## Exercise requirements
The exercise asks you to copy every line below in which "server" appears.

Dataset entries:

PR #264, opened 2015-12-08
also remove venv that is left behind

alfredodeza:

### DIFF
--- a/ceph-build/config/definitions/ceph-build.yml
+++ b/ceph-build/config/definitions/ceph-build.yml
@@ -37,6 +37,7 @@
       - shell: |
           echo "Cleaning up workarea"
           rm -rf dist
+          rm -rf venv
           rm -rf release
       - copyartifact:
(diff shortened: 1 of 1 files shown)


ktdreyer:
we don't want "wipe workspace" ?

alfredodeza:
I don't know. Maybe? I was just finding that venv was left behind and had to `rm -rf` manually

alfredodeza:
Can try using `wipe workspace`

alfredodeza:
@ktdreyer we can't use `wipe-workspace: true` because that is an `scm` option that will remove/wipe the previous cloned repository. This `venv` directory exists outside of the cloned repository so that option will not help in this particular case.

ktdreyer:
Ok that makes sense then!

ktdreyer:
https://github.com/ceph/ceph-build/pull/265 will clarify the "workarea" comment in this vicinity

PR #266, opened 2015-12-22
create a ceph-pull-requests job

alfredodeza:
This would replace the make-check-bot. 

### DIFF
--- a/ceph-pull-requests/config/definitions/ceph-pull-requests.yml
+++ b/ceph-pull-requests/config/definitions/ceph-pull-requests.yml
@@ -1,0 +1,64 @@
+- job:
+    name: ceph-pull-requests
+    project-type: freestyle
+    defaults: global
+    display-name: 'ceph: Pull Requests'
+    quiet-period: 5
+    block-downstream: false
+    block-upstream: false
+    retry-count: 3
+    properties:
+      - github:
+          url: https://github.com/ceph/ceph/
+    logrotate:
+      daysToKeep: 15
+      numToKeep: 30
+      artifactDaysToKeep: -1
+      artifactNumToKeep: -1
+
+    parameters:
+      - string:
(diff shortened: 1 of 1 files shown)


dachary:
:+1:

ceph-pull-requests/config/definitions/ceph-pull-requests.yml
```diff
@@ -0,0 +1,64 @@
...
+
+    triggers:
+      - github-pull-request:
+          admin-list:
+            - alfredodeza
+            - ktdreyer
+            - andrewschoen
+            - dmick
+          org-list:
+            - ceph
```
ktdreyer: IIRC "org" never worked with our old Jenkins setup, but it would be awesome if it's finally working now.

Otherwise I suspect we'll want to expand "white-list" here.

ceph-pull-requests/config/definitions/ceph-pull-requests.yml
```diff
@@ -0,0 +1,64 @@
...
+          auto-close-on-fail: false
+
+    scm:
+      - git:
+          url: https://github.com/ceph/ceph.git
+          branches:
+            - ${sha1}
+          refspec: +refs/pull/*:refs/remotes/origin/pr/*
+          browser: auto
+          timeout: 20
```
dachary: ok if it's related to extracting the git clone and it is in minutes. The make check itself including compilation can take up to 2 hours.

liewegas:
OT, but it would be awesome if one of these plugins nagged people about Signed-off-by: (and, say, set a tag missing-signed-off-by until they fix it).

alfredodeza:
@liewegas it might be a bit tricky to determine getting a subset of commits that belong to the PR only. But once we have this in place I think it will be easier to work a bit on that

PR #1431, opened 2019-11-06
ceph-volume-pr: Rename job to ceph-volume-pull-requests

toabctl:
That's the naming schema that is documented in README.rst and used for
other jobs.
So to be consistent and follow our own rules, rename the job.


toabctl:
no response. closing

PR #1432, opened 2019-11-06
scripts: add bionic-updates to pbuilderrc for gcc 7.4.0

alfredodeza:
This should ensure that gcc 7.4.0 gets picked up, avoiding the problem of using 7.3.0 which is causing segfaults

### DIFF
--- a/scripts/build_utils.sh
+++ b/scripts/build_utils.sh
@@ -482,6 +482,12 @@ setup_pbuilder() {
     echo "$components" > ~/.pbuilderrc
     echo "$debootstrapopts" >> ~/.pbuilderrc
 
+    # gcc 7.4.0 will come from bionic-updates, those need to be added as well
+    if [ $DIST = "bionic" ]; then
+        other_mirror='OTHERMIRROR="deb $mirror $DIST-updates $components"'
+        echo "$other_mirror" >> ~/.pbuilderrc
+    fi
+
     if [ -n "$use_gcc" ]; then
         # Newer pbuilder versions set $HOME to /nonexistent which breaks all kinds of
         # things that rely on a proper (writable) path. Setting this to the system user's $HOME is not enough


alfredodeza:
If this looks OK I am happy to push it out to try it live, so that we can rollback easily vs. just merging as-is

djgalloway:
It seems like maybe we're writing these configurations to an rc file but also passing flags on the CLI: https://github.com/ceph/ceph-build/blob/56a9d159d471884273f4125417867cc20cda8c11/scripts/build_utils.sh#L511

I think we also need to pass `--othermirror "$othermirror"` and figure out why we're doing both in a different PR.

alfredodeza:
The documentation for pbuilder states that it is "either or":

> Using the 'othermirror' option
>
> It is possible to specify more mirrors than the one specified for MIRRORSITE. There's two ways to do this, specifiying the option '--othermirror "<sources.list deb line>"' when running pbuilder, or using the variable 'OTHERMIRROR="<sources.list deb line>"' 

https://wiki.ubuntu.com/PbuilderHowto

djgalloway:
> The documentation for pbuilder states that it is "either or":
> 
> > Using the 'othermirror' option
> > It is possible to specify more mirrors than the one specified for MIRRORSITE. There's two ways to do this, specifiying the option '--othermirror "<sources.list deb line>"' when running pbuilder, or using the variable 'OTHERMIRROR="<sources.list deb line>"'
> 
> https://wiki.ubuntu.com/PbuilderHowto

Sure, I guess my question is which takes precedent?  I'm guessing if an option is passed on the CLI, the equivalent option in `.pbuilderrc` is ignored.  Is that not the case if there's an option in the RC file that's **not** passed on the CLI?  What's the harm in doing both and we can standardize later?

alfredodeza:
@djgalloway I believe that the current state of this function where things are specified in both places has happened because options where added quickly, without having a good understanding of the process. 

I can follow up with a cleanup after we can verify this works. If it does not work, then we can revise to use the CLI. I could not find any pbuilder doc that would mention what priority would be used, but since we are not specifying contradicting configuration, I am inclined to use this as-is

djgalloway:
I don't understand the resistance to be certain `OTHERMIRROR` gets passed to pbuilder.

Should also probably reference https://tracker.ceph.com/issues/42596 in the commit message.

Other than that, I appreciate you figuring this out.  I was in over my head.

alfredodeza:
I've added the ticket in the commit message (wasn't aware one existed)

djgalloway:
```
dgalloway@smithi069:~$ cat .pbuilderrc 
COMPONENTS="main universe"
MIRROR="deb mirror.from.rc"

dgalloway@smithi069:~$ sudo pbuilder dumpconfig --mirror "deb mirror.from.cli" --othermirror "deb othermirror.from.cli" | grep -i "MIRROR.*=.*"
W: No local /etc/mailname to copy, relying on /var/cache/pbuilder/build/20367/etc/mailname to be correct
W: --override-config is not set; not updating apt.conf Read the manpage for details.
BASH_ARGV=([0]="deb othermirror.from.cli" [1]="--othermirror" [2]="deb mirror.from.cli" [3]="--mirror" [4]="dumpconfig")
MIRROR='deb mirror.from.rc'
MIRRORSITE='deb mirror.from.cli'
OTHERMIRROR='deb othermirror.from.cli'

dgalloway@smithi069:~$ echo 'OTHERMIRROR="deb othermirror.from.rc"' >> .pbuilderrc

dgalloway@smithi069:~$ sudo pbuilder dumpconfig --mirror "deb mirror.from.cli" --othermirror "deb othermirror.from.cli" | grep -i "MIRROR.*=.*"
W: No local /etc/mailname to copy, relying on /var/cache/pbuilder/build/20435/etc/mailname to be correct
W: --override-config is not set; not updating apt.conf Read the manpage for details.
BASH_ARGV=([0]="deb othermirror.from.cli" [1]="--othermirror" [2]="deb mirror.from.cli" [3]="--mirror" [4]="dumpconfig")
MIRROR='deb mirror.from.rc'
MIRRORSITE='deb mirror.from.cli'
OTHERMIRROR='deb othermirror.from.cli'

dgalloway@smithi069:~$ sudo pbuilder dumpconfig --mirror "deb mirror.from.cli" | grep -i "MIRROR.*=.*"
W: No local /etc/mailname to copy, relying on /var/cache/pbuilder/build/20503/etc/mailname to be correct
W: --override-config is not set; not updating apt.conf Read the manpage for details.
BASH_ARGV=([0]="deb mirror.from.cli" [1]="--mirror" [2]="dumpconfig")
MIRROR='deb mirror.from.rc'
MIRRORSITE='deb mirror.from.cli'
OTHERMIRROR='deb othermirror.from.rc'
```

Um.  So according to this, with `MIRROR`, even if it's passed on the CLI, the RC file takes precedent.  But with `OTHERMIRROR`, if it's defined in both places, CLI takes precedent.  If it's ONLY defined in the RC file and not passed on CLI, the RC option is still included (which was the only scenario I wondered about).

ktdreyer:
We probably need to be using the "-updates" repo for all distros, not just bionic, right?

PR #1434, opened 2019-11-11
sepia-fog-images: Wait longer for lab to quiet down

djgalloway:
30min wasn't enough for jobs to stop scheduling Deploy tasks.

### DIFF
--- a/sepia-fog-images/build/build
+++ b/sepia-fog-images/build/build
@@ -189,8 +189,8 @@ if [ "$PAUSEQUEUE" == "true" ]; then
   # Capturing a new OS image can interrupt active OS deployments.
   if [ $deploytasks -gt 0 ]; then
     for type in $MACHINETYPES; do
-      # Only pause the queue for 20 minutes just in case anything goes wrong with the Jenkins job.
-      teuthology-queue --pause 1200 --machine_type $type
+      # Only pause the queue for 1hr just in case anything goes wrong with the Jenkins job.
+      teuthology-queue --pause 3600 --machine_type $type
     done
     pausedqueue=true
     currentretries=0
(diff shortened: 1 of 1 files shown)


sepia-fog-images/build/build
```diff
@@ -189,8 +189,8 @@ if [ "$PAUSEQUEUE" == "true" ]; then
   # Capturing a new OS image can interrupt active OS deployments.
   if [ $deploytasks -gt 0 ]; then
     for type in $MACHINETYPES; do
-      # Only pause the queue for 20 minutes just in case anything goes wrong with the Jenkins job.
-      teuthology-queue --pause 1200 --machine_type $type
+      # Only pause the queue for 1hr just in case anything goes wrong with the Jenkins job.
+      teuthology-queue --pause 3600 --machine_type $type
```
alfredodeza: These look like magical numbers (picking one that looks good enough), is there a way to programmatically asses how long this needs to pause?

djgalloway: teuthology jobs can take anywhere from like 20min to 12 hours.  So not really.

alfredodeza: So there is no way to ask teuthology if there is a job that is still doing work? I understand that the time can be variable, all the more interest to properly calculate this vs. updating the number

djgalloway: teuthology jobs can still be running.  That's fine.  The goal here is:

1. Pause the queue
2. Allow any active FOG deploy tasks to complete
3. Allow any teuthology jobs in Waiting or Running status to queue FOG deploy tasks and let them complete
4. Disallow any new teuthology jobs from starting so that no more FOG deploy tasks can be scheduled until the job is done

There is no way to query running/waiting jobs to see if they've done the FOG deploy stuff yet.

PR #1437, opened 2019-11-14
quay-pruner/build/prune-quay.py: handle new "short tags"

dmick:
There are two new tags proposed for each image: "branchname" and "full
sha1".  Branchname is currently being created.  When pruning image tags,
we need to prune the associated short tags as well.

This also fixes a current bug where, because branchname tags are being
created, the current unaware prune script deletes them because it
treats "can't parse tagname" as equivalent to "can't find in shaman".


dmick:
@liewegas without this the next run will delete all the branchname and sha1 tags

PR #1444, opened 2019-12-02
ceph-ansible-docs: build doc for stable-4.0

dsavineau:
Let's build the upstream documentation for stable-4.0

Closes: https://github.com/ceph/ceph-ansible/issues/4794


alfredodeza:
Is it worth to do this even if the docs aren't updated? The last change in the docs directory was a fix for spelling and that happened in July. Before that it was just a bump on versions supported.

PR #1451, opened 2019-12-12
ceph-dev-build: Use correct OBS repo octopus on openSUSE Leap

toabctl:
We want to build against openSUSE Leap 15.2 for octopus. So use the
correct repo.

Signed-off-by: Thomas Bechtold <tbechtold@suse.com>


kshtsk:
@djgalloway can we merge it?

PR #1469, opened 2019-12-18
ceph-pull-requests: Do NOT run on pbuilder hosts

djgalloway:
pbuilder hosts are running Xenial.  We still want to be able to build Bionic packages on Xenial but we do not want make check to run on *all* slaves with the "bionic" label.

### DIFF
--- a/ceph-pull-requests/config/definitions/ceph-pull-requests.yml
+++ b/ceph-pull-requests/config/definitions/ceph-pull-requests.yml
@@ -3,7 +3,8 @@
     project-type: freestyle
     defaults: global
     concurrent: true
-    node: huge && bionic && rebootable && x86_64
+    # We want make check to only run on Bionic b/c it has python2 and python3 and b/c all builds should build on Bionic
+    node: huge && bionic && rebootable && x86_64 && !xenial && !trusty
     display-name: 'ceph: Pull Requests'
     quiet-period: 5
     block-downstream: false


ceph-pull-requests/config/definitions/ceph-pull-requests.yml
```diff
@@ -3,7 +3,8 @@
     project-type: freestyle
     defaults: global
     concurrent: true
-    node: huge && bionic && rebootable && x86_64
+    # We want make check to only run on Bionic b/c it has python2 and python3 and b/c all builds should build on Bionic
+    node: huge && bionic && rebootable && x86_64 && !xenial && !trusty
```
alfredodeza: if this says `bionic && rebootable` wouldn't it be enough to avoid the `!xenial && !trusty` ?

djgalloway: No because a `xenial_trusty_pbuilder_huge` slave, for example, has the labels `[u'trusty-pbuilder', u'trusty', u'amd64', u'x86_64', u'xenial', u'jessie', u'stretch', u'huge', u'rebootable', u'bionic']`

djgalloway: We still want to be able to build Bionic Ceph packages on Xenial slaves using pbuilder however.

PR #1472, opened 2019-12-19
ceph-dev: Build containers from ceph.git branches

djgalloway:

### DIFF
--- a/ceph-dev/config/definitions/ceph-dev.yml
+++ b/ceph-dev/config/definitions/ceph-dev.yml
@@ -59,6 +59,26 @@ If this is checked, then the binaries will be built and pushed to chacra even if
           default: "default"
           description: "Type of Ceph build, choices are: notcmalloc, default (i.e. with tcmalloc). Defaults to: 'default'"
 
+      - bool:
+          name: CI_CONTAINER
+          description: 'Build container with development release of Ceph?'
+          default: true
+
+      - string:
+          name: CONTAINER_BRANCH
+          description: "For CI_CONTAINER: Branch of ceph-container to use"
+          default: master
+
+      - string:
+          name: CONTAINER_REPO_HOSTNAME
+          description: "For CI_CONTAINER: Name of container repo server (i.e. 'quay.io')"
+          default: "quay.io"
+
+      - string:
+          name: CONTAINER_REPO_ORGANIZATION
+          description: "For CI_CONTAINER: Name of container repo organization (i.e. 'ceph-ci')"
+          default: "ceph-ci"
+
     builders:
       - multijob:
           name: 'ceph dev setup phase'
--- a/ceph-dev-build/build/build_rpm
+++ b/ceph-dev-build/build/build_rpm
@@ -1,6 +1,10 @@
 #!/bin/bash
 set -ex
 
+# set to "true" or "false" so that both string comparisons
+# and 'if $CI_CONTAINER' work as expected.  Conventions vary across the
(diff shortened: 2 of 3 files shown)


ceph-dev/config/definitions/ceph-dev.yml
```diff
@@ -59,6 +59,26 @@ If this is checked, then the binaries will be built and pushed to chacra even if
           default: "default"
           description: "Type of Ceph build, choices are: notcmalloc, default (i.e. with tcmalloc). Defaults to: 'default'"
 
+      - string:
```
alfredodeza: why isn't this a boolean instead?

djgalloway: `description: 'Build container with development release of Ceph.  Note: this must be "false" or "true" so that it can execute a command or satisfy a string comparison'`

alfredodeza: I am aware that the intention here was to make it easier to compare it later as a string in BASH. I am asking here because Jenkins canl set this to a real boolean which is used in other jobs. For example, in ceph-tag we have the following:

```bash
if [ "$TAG" = false ] ; then
    echo "Assuming tagging process has succeeded before because TAG was set to false"
    exit 0
fi
```

And `TAG` is created as a boolean paramater in the YAML file:

```yaml
      - bool:
          name: TAG
          description: "When this is checked, Jenkins will remove the previous private tag and recreate it again, changing the control files and committing again. When this is unchecked, Jenkins will not do any commit or tag operations. If you've already created the private tag separately, then leave this unchecked.
Defaults to checked."
          default: true
```

Using a string that looks like a boolean but isn't a real boolean so that scripts can compare it to the contents of the string is going to be misleading if others are trying to update or modify these scripts at a later point.

djgalloway: I don't disagree with you.  But presumably you already argued this with @dmick and ended up being okay with it: https://github.com/ceph/ceph-build/pull/1378

I just copied/pasted from the ceph-dev-new job.

djgalloway: @alfredodeza I changed it to a bool and tested it.

true: https://jenkins.ceph.com/job/ceph-dev-build/ARCH=x86_64,AVAILABLE_ARCH=x86_64,AVAILABLE_DIST=centos7,DIST=centos7,MACHINE_SIZE=huge/34151/

false: https://jenkins.ceph.com/job/ceph-dev-build/ARCH=x86_64,AVAILABLE_ARCH=x86_64,AVAILABLE_DIST=centos7,DIST=centos7,MACHINE_SIZE=huge/34152/

alfredodeza:
These changes look good! Feel free to merge

dmick:
Uhhhh, hold up; I don't think we can just change from string to boolean here without also changing ceph-container's invocation/scripts, which I why I didn't.  Let's discuss, it's been too long since I looked all this over

dmick:
OK, after digging *way* too deeply into shell behavior, I discover that the operative thing here is that a Jenkins boolean parameter *isn't* actually a "real" boolean, but rather just a constrained string; a Jenkins boolean parameter allows only the string values "true" and "false", corresponding to "checkbox ticked" and "checkbox blank", respectively, which is just what we want, confusion about comparison context in the shell aside.

I remove my objection to changing to a boolean, and suggest we do it for all the jobs that use CI_CONTAINER.

PR #1475, opened 2019-12-20
ceph-dev*-build: do not unpack source tar ball

tchaikov:
the uncompressed tarball is not used, moreover, the build fails on
bionic when `dpkg-source -x` the source package. because we've been
relying on a bug on xenial. see
https://bugs.debian.org/cgi-bin/bugreport.cgi?bug=826334;msg=31

and on bionic, the bug was fixed. so `dpkg-source -x` started to
fail.


djgalloway:
Is this tested on a `PRETTY_NAME='Ubuntu 16.04.4 LTS'` slave too?

PR #1476, opened 2019-12-24
ceph-dev: Add crimson support

djgalloway:
We weren't previously making crimson builds for ceph.git branches.  I didn't know that when updating the conditionals based on the distro matrix @liewegas provided so `crimson` got added in https://github.com/ceph/ceph-build/pull/1459.  So since it seems like we want them now, support needs to be added.

### DIFF
--- a/ceph-dev-setup/build/build
+++ b/ceph-dev-setup/build/build
@@ -82,6 +82,42 @@ else
     echo "forcing."
 fi
 
+# because autogen+configure will check for dependencies, we are forced to install them
+# and ensure they are present in the current host
+if [ -x install-deps.sh ]; then
+    echo "Ensuring dependencies are installed"
+    [ "${FLAVOR}" == "crimson" ] && WITH_SEASTAR=1
+    WITH_SEASTAR=$WITH_SEASTAR ./install-deps.sh
+fi
+
+# Flavor Builds support
+
+#cryptopp is not default for CMake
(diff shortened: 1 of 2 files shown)


djgalloway:
We weren't previously making crimson builds for ceph.git branches.  I didn't know that when updating the conditionals based on the distro matrix @liewegas provided so `crimson` got added in https://github.com/ceph/ceph-build/pull/1459

tchaikov:
@djgalloway thanks for adding crimson support in ceph-dev! i think ceph-dev is for building branches like "master", "nautilus", etc. but i think crimson is not yet mature enough for running rados qa suite or a subset of it. i'd like keep this PR open until we have better coverage of the OSD feature set.

djgalloway:
> @djgalloway thanks for adding crimson support in ceph-dev! i think ceph-dev is for building branches like "master", "nautilus", etc. but i think crimson is not yet mature enough for running rados qa suite or a subset of it. i'd like keep this PR open until we have better coverage of the OSD feature set.

That's fine with me.  I was just going by the matrix @liewegas put on the etherpad.

djgalloway:
I think we need this merged now?  From https://jenkins.ceph.com/job/ceph-dev-trigger/31139/console

```
Triggering projects: ceph-dev
ERROR: Build step failed with exception
java.lang.IllegalArgumentException: Illegal choice for parameter FLAVOR: crimson
```

tchaikov:
@djgalloway i just posted #1524 to address this.

PR #1478, opened 2020-01-09
kernel: add centos8 builds

idryomov:


idryomov:
A test job with a centos8 kernel has passed:

http://pulpito.ceph.com/dis-2020-01-09_19:55:11-krbd-master-wip-buildtest-basic-smithi/

PR #1485, opened 2020-01-16
ceph-pull-requests-arm64: only build on centos8 and bionic

tchaikov:
since we've labeled the slaves correctly. and centos8 is able to build
ceph on arm64. the only pending issue is
https://bugzilla.redhat.com/show_bug.cgi?id=1673990 . but we can fix it
manually.

### DIFF
--- a/ceph-pull-requests-arm64/config/definitions/ceph-pull-requests-arm64.yml
+++ b/ceph-pull-requests-arm64/config/definitions/ceph-pull-requests-arm64.yml
@@ -9,7 +9,7 @@
     concurrent: true
     disabled: false
     name: ceph-pull-requests-arm64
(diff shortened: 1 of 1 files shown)


djgalloway:
This will limit this job to *only* CentOS8.  We also want the Ubuntu slaves to run this job.  So we only want the `arm64` label.

djgalloway:
```
<kefu> dgalloway how about:  arm64 && (centos8 || bionic) && !xenial && !trusty ?
<kefu> as centos7 is missing the build dependencies on arm64.
<dgalloway> well there are no trusty arm64 builders
<dgalloway> or xenial anymore
<kefu> nice!
<dgalloway> so 'arm64 && !centos7'
```

PR #64, opened 2020-02-25
Suppress CPUThrottingHigh alert where container="registry-server"

jewzaam:
https://issues.redhat.com/browse/OSD-2980

Refactored how similar alerts are managed to make it more flexible since this condition requires more than just the `alertname`.

### DIFF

## Worked solution
+          description: "For CI_CONTAINER: Name of container repo server (i.e. 'quay.io')"
Suppress CPUThrottingHigh alert where container="registry-server"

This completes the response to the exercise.